GIVEN INFORMATION:
PR #2312, opened 2025-05-29
feat: Implement hybrid search in SQLite-vec

varshaprasad96:
# What does this PR do?
Add support for hybrid search mode in SQLite-vec provider, which combines 
keyword and vector search for better results. The implementation:

- Adds hybrid search mode as a new option alongside vector and keyword search
- Implements query_hybrid method in SQLiteVecIndex that:
  - First performs keyword search to get candidate matches
  - Then applies vector similarity search on those candidates
- Updates documentation to reflect the new search mode

This change improves search quality by leveraging both semantic similarity 
and keyword matching, while maintaining backward compatibility with existing 
vector and keyword search modes.

## Test Plan
```
pytest tests/unit/providers/vector_io/test_sqlite_vec.py -v -s --tb=short
/Users/vnarsing/miniconda3/envs/stack-client/lib/python3.10/site-packages/pytest_asyncio/plugin.py:217: PytestDeprecationWarning: The configuration option "asyncio_default_fixture_loop_scope" is unset.

=============================================================================================== test session starts ===============================================================================================
platform darwin -- Python 3.10.16, pytest-8.3.5, pluggy-1.5.0 -- /Users/vnarsing/miniconda3/envs/stack-client/bin/python
cachedir: .pytest_cache
metadata: {'Python': '3.10.16', 'Platform': 'macOS-14.7.6-arm64-arm-64bit', 'Packages': {'pytest': '8.3.5', 'pluggy': '1.5.0'}, 'Plugins': {'html': '4.1.1', 'json-report': '1.5.0', 'timeout': '2.4.0', 'metadata': '3.1.1', 'anyio': '4.8.0', 'asyncio': '0.26.0', 'nbval': '0.11.0', 'cov': '6.1.1'}}
rootdir: /Users/vnarsing/go/src/github/meta-llama/llama-stack
configfile: pyproject.toml
plugins: html-4.1.1, json-report-1.5.0, timeout-2.4.0, metadata-3.1.1, anyio-4.8.0, asyncio-0.26.0, nbval-0.11.0, cov-6.1.1
asyncio: mode=strict, asyncio_default_fixture_loop_scope=None, asyncio_default_test_loop_scope=function
collected 10 items                                                                                                                                                                                                

tests/unit/providers/vector_io/test_sqlite_vec.py::test_add_chunks PASSED
tests/unit/providers/vector_io/test_sqlite_vec.py::test_query_chunks_vector PASSED
tests/unit/providers/vector_io/test_sqlite_vec.py::test_query_chunks_full_text_search PASSED
tests/unit/providers/vector_io/test_sqlite_vec.py::test_query_chunks_hybrid PASSED
tests/unit/providers/vector_io/test_sqlite_vec.py::test_query_chunks_full_text_search_k_greater_than_results PASSED
tests/unit/providers/vector_io/test_sqlite_vec.py::test_chunk_id_conflict PASSED
tests/unit/providers/vector_io/test_sqlite_vec.py::test_generate_chunk_id PASSED
tests/unit/providers/vector_io/test_sqlite_vec.py::test_query_chunks_hybrid_no_keyword_matches PASSED
tests/unit/providers/vector_io/test_sqlite_vec.py::test_query_chunks_hybrid_score_threshold PASSED
tests/unit/providers/vector_io/test_sqlite_vec.py::test_query_chunks_hybrid_different_embedding PASSED
```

TASK DETAILS:
Copy out the entire listing exactly.

PROBLEM SOLUTION:
PR #2312, opened 2025-05-29
feat: Implement hybrid search in SQLite-vec

varshaprasad96:
# What does this PR do?
Add support for hybrid search mode in SQLite-vec provider, which combines 
keyword and vector search for better results. The implementation:

- Adds hybrid search mode as a new option alongside vector and keyword search
- Implements query_hybrid method in SQLiteVecIndex that:
  - First performs keyword search to get candidate matches
  - Then applies vector similarity search on those candidates
- Updates documentation to reflect the new search mode

This change improves search quality by leveraging both semantic similarity 
and keyword matching, while maintaining backward compatibility with existing 
vector and keyword search modes.

## Test Plan
```
pytest tests/unit/providers/vector_io/test_sqlite_vec.py -v -s --tb=short
/Users/vnarsing/miniconda3/envs/stack-client/lib/python3.10/site-packages/pytest_asyncio/plugin.py:217: PytestDeprecationWarning: The configuration option "asyncio_default_fixture_loop_scope" is unset.

=============================================================================================== test session starts ===============================================================================================
platform darwin -- Python 3.10.16, pytest-8.3.5, pluggy-1.5.0 -- /Users/vnarsing/miniconda3/envs/stack-client/bin/python
cachedir: .pytest_cache
metadata: {'Python': '3.10.16', 'Platform': 'macOS-14.7.6-arm64-arm-64bit', 'Packages': {'pytest': '8.3.5', 'pluggy': '1.5.0'}, 'Plugins': {'html': '4.1.1', 'json-report': '1.5.0', 'timeout': '2.4.0', 'metadata': '3.1.1', 'anyio': '4.8.0', 'asyncio': '0.26.0', 'nbval': '0.11.0', 'cov': '6.1.1'}}
rootdir: /Users/vnarsing/go/src/github/meta-llama/llama-stack
configfile: pyproject.toml
plugins: html-4.1.1, json-report-1.5.0, timeout-2.4.0, metadata-3.1.1, anyio-4.8.0, asyncio-0.26.0, nbval-0.11.0, cov-6.1.1
asyncio: mode=strict, asyncio_default_fixture_loop_scope=None, asyncio_default_test_loop_scope=function
collected 10 items                                                                                                                                                                                                

tests/unit/providers/vector_io/test_sqlite_vec.py::test_add_chunks PASSED
tests/unit/providers/vector_io/test_sqlite_vec.py::test_query_chunks_vector PASSED
tests/unit/providers/vector_io/test_sqlite_vec.py::test_query_chunks_full_text_search PASSED
tests/unit/providers/vector_io/test_sqlite_vec.py::test_query_chunks_hybrid PASSED
tests/unit/providers/vector_io/test_sqlite_vec.py::test_query_chunks_full_text_search_k_greater_than_results PASSED
tests/unit/providers/vector_io/test_sqlite_vec.py::test_chunk_id_conflict PASSED
tests/unit/providers/vector_io/test_sqlite_vec.py::test_generate_chunk_id PASSED
tests/unit/providers/vector_io/test_sqlite_vec.py::test_query_chunks_hybrid_no_keyword_matches PASSED
tests/unit/providers/vector_io/test_sqlite_vec.py::test_query_chunks_hybrid_score_threshold PASSED
tests/unit/providers/vector_io/test_sqlite_vec.py::test_query_chunks_hybrid_different_embedding PASSED
```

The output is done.